ACTION ITEM - Your response should be the listing below, repeated exactly and in full.

[Opening ENTRIES SUPPLIED section]

Issue #12, opened 2023-11-27
[✨ Feature request]: From 1992-1-1+C2 2011 add formula 7.3


egarciamendez:
### Title

Add the EC formula 7.3 of 1992-1-1+C2 2011: kc coefficient

### Description

Calculate the formula 7.3 for the coefficient kc for flanges of tubular cross-sections and T-sections

### Acceptance Criteria

- Formula 7.3
- Unitesting
- Complete docstrings
- Check reference in README

### Dependencies

None, pure python.

### Confirmation

- [X] I have checked that this feature does not already exist in the issue tracker.
- [X] I have read and understood the contribution guidelines.

PR #13, opened 2023-11-27
Add formula 7.3 from 1992 1 1+c2 2011

egarciamendez:
Check issue #12.

Calculate the formula 7.3 for the coefficient kc for flanges of tubular cross-sections and T-sections

Acceptance Criteria

    Formula 7.3
    Unitesting
    Complete docstrings
    Check reference in README


egarciamendez:
giphy

blueprints/codes/eurocode/nen_en_1992_1_1_c2_2011/chapter_7_serviceability_limit_state.py
LBSmulders, line 1: Missing "Returns" in the docstring of "__init__"

blueprints/codes/eurocode/nen_en_1992_1_1_c2_2011/chapter_7_serviceability_limit_state.py
```diff
@@ -0,0 +1,49 @@
...
+        self.a_ct = a_ct
+        self.f_ct_eff = f_ct_eff
+
+    @staticmethod
+    def _evaluate(
+        f_cr: KN,
+        a_ct: MM2,
+        f_ct_eff: MPA,
+    ) -> float:
+        """For more detailed documentation see the class docstring."""
```
johan-tuls, line 44: what is the convention we use for the _evaluate method? It is actually part of the init as it is private and activate in the init. However two docstrings are a bit overkill. 
Do we add a default docstring to the def _evaluate method which is always the same? 
`
"""Evaluates the formula, for more infor see the __init__ method"""
`

blueprints/codes/eurocode/nen_en_1992_1_1_c2_2011/chapter_7_serviceability_limit_state.py
```diff
@@ -0,0 +1,49 @@
...
+# pylint: disable=arguments-differ
+from blueprints.codes.formula import Formula
+from blueprints.typehints import KN, KN_TO_N, MM2, MPA
+
+
+class Form7Dot3CoefficientKc(Formula):
+    """Class representing the formula 7.3 for the coefficient kc for flanges of tubular cross-sections and T-sections [-]."""
+
+    label = "7.3"
+    source_document = "NEN-EN 1992-1-1+C2:2011"
```
johan-tuls, line 11: could be imported from the init of the NEN-EN 1992-1-1+C2:2011 package. Where it is defined as a constant

blueprints/typehints.py
```diff
@@ -5,3 +5,8 @@
 These constants are intended to improve code readability and prevent the use of 'magic numbers' in calculations.
 Distances are defined with postfixes indicating their units for clarity in usage throughout the code.
 """
+KN = float
+MM2 = float
+MPA = float
+
+KN_TO_N = 1e3
```
johan-tuls, line 12: do we want to place conversions (KN_TO_N) within the typehints.py or in unit_conversion.py?

tests/codes/eurocode/nen_en_1992_1_1_c2_2011/test_chapter_7_serviceability_limit_state.py
```diff
@@ -0,0 +1,60 @@
+"""Testing module for chapter 7 of NEN-EN 1992-1-1+C2:2011."""
```
johan-tuls, line 1: Is there a convention of placing all chapter 7 formula tests in one file? I personally prefer to test eacah object in a single file for a nice overview, also if you run Pytest, you can see which files fail in one eye sight

blueprints/codes/eurocode/nen_en_1992_1_1_c2_2011/chapter_7_serviceability_limit_state.py
egarciamendez: This was intended from my part.

tests/codes/test_formula.py
```diff
@@ -0,0 +1,50 @@
+"""Module for testing the Formula class."""
+# pylint: disable=arguments-differ
+import pytest
+
+from blueprints.codes.formula import Formula
+
+
+class DummyTestingFormula(Formula):
```
johan-tuls, line 8: naming TestFormula?

johan-tuls (commented):
Mainly regarding conventions
* One test file per object? or all objects in a single file. Which will probably be really large
* Unit conversions in its own file instead of combined in typehints.py

blueprints/codes/eurocode/nen_en_1992_1_1_c2_2011/chapter_7_serviceability_limit_state.py
```diff
@@ -0,0 +1,49 @@
...
+
+    def __init__(
+        self,
+        f_cr: KN,
+        a_ct: MM2,
+        f_ct_eff: MPA,
```
bro-wi, line 17: I think we have to settle what units we are using over the complete project--> if we want the formulas to be able to be inside a pipeline we shouldn't have to worry about units. So we can do a few things: 1. agree on standard units in the library and use type aliases 2. use a library like pint for the unit conversions 3. do unit checks ourselves and extend our in and output types with a unit.

I know it is some work, but if we don't do this correctly I think we will have a lot of headache in the future. 

Maybe we should start a private discussion on this?

I would actually suggest to do Newton as input instead of KN --> less unit conversions and it is equal to the input into software like say: idea and scia

blueprints/codes/eurocode/nen_en_1992_1_1_c2_2011/chapter_7_serviceability_limit_state.py
bro-wi: I wouldn't even mind if the static evaluate would be public, that gives you the chance to run the function lightweight if you are only interested in a 'float' answer.

About sharing docstrings, maybe we can get some inspiration from this thread: https://softwareengineering.stackexchange.com/questions/386755/sharing-docstrings-between-similar-functions

blueprints/typehints.py
bro-wi: Or no unit conversions at all (stick to SI standard) : https://en.wikipedia.org/wiki/International_System_of_Units

bro-wi (commented):
Nice work! 

My main concern is that we have to agree a bit more on units.

tests/codes/test_formula.py
egarciamendez: Done

blueprints/typehints.py
johan-tuls: During the last meeting we saw that each eurocode has a unit definition at the top which is valid for the entire document. 
We thought it would be best to stick to these units and use these units as typehints, as explicit >> implicit. 

SI standard is really usefull for the back-end, but in a lot of cases this means a lot of conversion/difference with the units written down in the source documents. 

What do you think about this @bro-wi ? My personal preference is to make the unit explicit, eventhough the formula might be unitless, and stick to the unit used in the source document.

blueprints/codes/eurocode/nen_en_1992_1_1_c2_2011/chapter_7_serviceability_limit_state.py
johan-tuls: I agree on the private discussion. I'll open one

blueprints/codes/eurocode/nen_en_1992_1_1_c2_2011/chapter_7_serviceability_limit_state.py
egarciamendez: Yes, the docstring of the parameters for the formula are already defined in the __init__

blueprints/codes/eurocode/nen_en_1992_1_1_c2_2011/chapter_7_serviceability_limit_state.py
egarciamendez: I prefer to keep things simple, but I'm open to initializing it in the document module. What do others think?

blueprints/codes/eurocode/nen_en_1992_1_1_c2_2011/chapter_7_serviceability_limit_state.py
egarciamendez: In our last maintainers meeting, we agreed to avoid standard units across the package, opting instead for units that are most commonly used in specific formulas. For instance, we discussed using kNm for bending moments as it's more conventional than Nm or Nmm. Similarly, mm² was preferred over m² for cross-sectional areas. I welcome further discussion on this topic and agree on the importance of getting it right. One essential point I believe we should adhere to is clearly stating the required units in both the type hints and docstrings of each Formula.
I will start a private discussion on this matter.

blueprints/typehints.py
bro-wi: I totally agree. My main concern is how we align formula's as input to a different formula in a intuitive way.

egarciamendez: The ouput unit of the formula is explicit as well so that would solve the problem.

bro-wi: If we continue exploring the "back-trace intermediate calculations" we have to take care of a bit more I believe ;-)

blueprints/codes/eurocode/nen_en_1992_1_1_c2_2011/chapter_7_serviceability_limit_state.py
bro-wi: Importing a string a string from a parent folder isn't that complex isn't it? :-p I think it prevents mistakes in the following formulas.

johan-tuls (approved):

[Closing ENTRIES SUPPLIED section]

TASK ANSWER -
Issue #12, opened 2023-11-27
[✨ Feature request]: From 1992-1-1+C2 2011 add formula 7.3


egarciamendez:
### Title

Add the EC formula 7.3 of 1992-1-1+C2 2011: kc coefficient

### Description

Calculate the formula 7.3 for the coefficient kc for flanges of tubular cross-sections and T-sections

### Acceptance Criteria

- Formula 7.3
- Unitesting
- Complete docstrings
- Check reference in README

### Dependencies

None, pure python.

### Confirmation

- [X] I have checked that this feature does not already exist in the issue tracker.
- [X] I have read and understood the contribution guidelines.

PR #13, opened 2023-11-27
Add formula 7.3 from 1992 1 1+c2 2011

egarciamendez:
Check issue #12.

Calculate the formula 7.3 for the coefficient kc for flanges of tubular cross-sections and T-sections

Acceptance Criteria

    Formula 7.3
    Unitesting
    Complete docstrings
    Check reference in README


egarciamendez:
giphy

blueprints/codes/eurocode/nen_en_1992_1_1_c2_2011/chapter_7_serviceability_limit_state.py
LBSmulders, line 1: Missing "Returns" in the docstring of "__init__"

blueprints/codes/eurocode/nen_en_1992_1_1_c2_2011/chapter_7_serviceability_limit_state.py
```diff
@@ -0,0 +1,49 @@
...
+        self.a_ct = a_ct
+        self.f_ct_eff = f_ct_eff
+
+    @staticmethod
+    def _evaluate(
+        f_cr: KN,
+        a_ct: MM2,
+        f_ct_eff: MPA,
+    ) -> float:
+        """For more detailed documentation see the class docstring."""
```
johan-tuls, line 44: what is the convention we use for the _evaluate method? It is actually part of the init as it is private and activate in the init. However two docstrings are a bit overkill. 
Do we add a default docstring to the def _evaluate method which is always the same? 
`
"""Evaluates the formula, for more infor see the __init__ method"""
`

blueprints/codes/eurocode/nen_en_1992_1_1_c2_2011/chapter_7_serviceability_limit_state.py
```diff
@@ -0,0 +1,49 @@
...
+# pylint: disable=arguments-differ
+from blueprints.codes.formula import Formula
+from blueprints.typehints import KN, KN_TO_N, MM2, MPA
+
+
+class Form7Dot3CoefficientKc(Formula):
+    """Class representing the formula 7.3 for the coefficient kc for flanges of tubular cross-sections and T-sections [-]."""
+
+    label = "7.3"
+    source_document = "NEN-EN 1992-1-1+C2:2011"
```
johan-tuls, line 11: could be imported from the init of the NEN-EN 1992-1-1+C2:2011 package. Where it is defined as a constant

blueprints/typehints.py
```diff
@@ -5,3 +5,8 @@
 These constants are intended to improve code readability and prevent the use of 'magic numbers' in calculations.
 Distances are defined with postfixes indicating their units for clarity in usage throughout the code.
 """
+KN = float
+MM2 = float
+MPA = float
+
+KN_TO_N = 1e3
```
johan-tuls, line 12: do we want to place conversions (KN_TO_N) within the typehints.py or in unit_conversion.py?

tests/codes/eurocode/nen_en_1992_1_1_c2_2011/test_chapter_7_serviceability_limit_state.py
```diff
@@ -0,0 +1,60 @@
+"""Testing module for chapter 7 of NEN-EN 1992-1-1+C2:2011."""
```
johan-tuls, line 1: Is there a convention of placing all chapter 7 formula tests in one file? I personally prefer to test eacah object in a single file for a nice overview, also if you run Pytest, you can see which files fail in one eye sight

blueprints/codes/eurocode/nen_en_1992_1_1_c2_2011/chapter_7_serviceability_limit_state.py
egarciamendez: This was intended from my part.

tests/codes/test_formula.py
```diff
@@ -0,0 +1,50 @@
+"""Module for testing the Formula class."""
+# pylint: disable=arguments-differ
+import pytest
+
+from blueprints.codes.formula import Formula
+
+
+class DummyTestingFormula(Formula):
```
johan-tuls, line 8: naming TestFormula?

johan-tuls (commented):
Mainly regarding conventions
* One test file per object? or all objects in a single file. Which will probably be really large
* Unit conversions in its own file instead of combined in typehints.py

blueprints/codes/eurocode/nen_en_1992_1_1_c2_2011/chapter_7_serviceability_limit_state.py
```diff
@@ -0,0 +1,49 @@
...
+
+    def __init__(
+        self,
+        f_cr: KN,
+        a_ct: MM2,
+        f_ct_eff: MPA,
```
bro-wi, line 17: I think we have to settle what units we are using over the complete project--> if we want the formulas to be able to be inside a pipeline we shouldn't have to worry about units. So we can do a few things: 1. agree on standard units in the library and use type aliases 2. use a library like pint for the unit conversions 3. do unit checks ourselves and extend our in and output types with a unit.

I know it is some work, but if we don't do this correctly I think we will have a lot of headache in the future. 

Maybe we should start a private discussion on this?

I would actually suggest to do Newton as input instead of KN --> less unit conversions and it is equal to the input into software like say: idea and scia

blueprints/codes/eurocode/nen_en_1992_1_1_c2_2011/chapter_7_serviceability_limit_state.py
bro-wi: I wouldn't even mind if the static evaluate would be public, that gives you the chance to run the function lightweight if you are only interested in a 'float' answer.

About sharing docstrings, maybe we can get some inspiration from this thread: https://softwareengineering.stackexchange.com/questions/386755/sharing-docstrings-between-similar-functions

blueprints/typehints.py
bro-wi: Or no unit conversions at all (stick to SI standard) : https://en.wikipedia.org/wiki/International_System_of_Units

bro-wi (commented):
Nice work! 

My main concern is that we have to agree a bit more on units.

tests/codes/test_formula.py
egarciamendez: Done

blueprints/typehints.py
johan-tuls: During the last meeting we saw that each eurocode has a unit definition at the top which is valid for the entire document. 
We thought it would be best to stick to these units and use these units as typehints, as explicit >> implicit. 

SI standard is really usefull for the back-end, but in a lot of cases this means a lot of conversion/difference with the units written down in the source documents. 

What do you think about this @bro-wi ? My personal preference is to make the unit explicit, eventhough the formula might be unitless, and stick to the unit used in the source document.

blueprints/codes/eurocode/nen_en_1992_1_1_c2_2011/chapter_7_serviceability_limit_state.py
johan-tuls: I agree on the private discussion. I'll open one

blueprints/codes/eurocode/nen_en_1992_1_1_c2_2011/chapter_7_serviceability_limit_state.py
egarciamendez: Yes, the docstring of the parameters for the formula are already defined in the __init__

blueprints/codes/eurocode/nen_en_1992_1_1_c2_2011/chapter_7_serviceability_limit_state.py
egarciamendez: I prefer to keep things simple, but I'm open to initializing it in the document module. What do others think?

blueprints/codes/eurocode/nen_en_1992_1_1_c2_2011/chapter_7_serviceability_limit_state.py
egarciamendez: In our last maintainers meeting, we agreed to avoid standard units across the package, opting instead for units that are most commonly used in specific formulas. For instance, we discussed using kNm for bending moments as it's more conventional than Nm or Nmm. Similarly, mm² was preferred over m² for cross-sectional areas. I welcome further discussion on this topic and agree on the importance of getting it right. One essential point I believe we should adhere to is clearly stating the required units in both the type hints and docstrings of each Formula.
I will start a private discussion on this matter.

blueprints/typehints.py
bro-wi: I totally agree. My main concern is how we align formula's as input to a different formula in a intuitive way.

egarciamendez: The ouput unit of the formula is explicit as well so that would solve the problem.

bro-wi: If we continue exploring the "back-trace intermediate calculations" we have to take care of a bit more I believe ;-)

blueprints/codes/eurocode/nen_en_1992_1_1_c2_2011/chapter_7_serviceability_limit_state.py
bro-wi: Importing a string a string from a parent folder isn't that complex isn't it? :-p I think it prevents mistakes in the following formulas.

johan-tuls (approved):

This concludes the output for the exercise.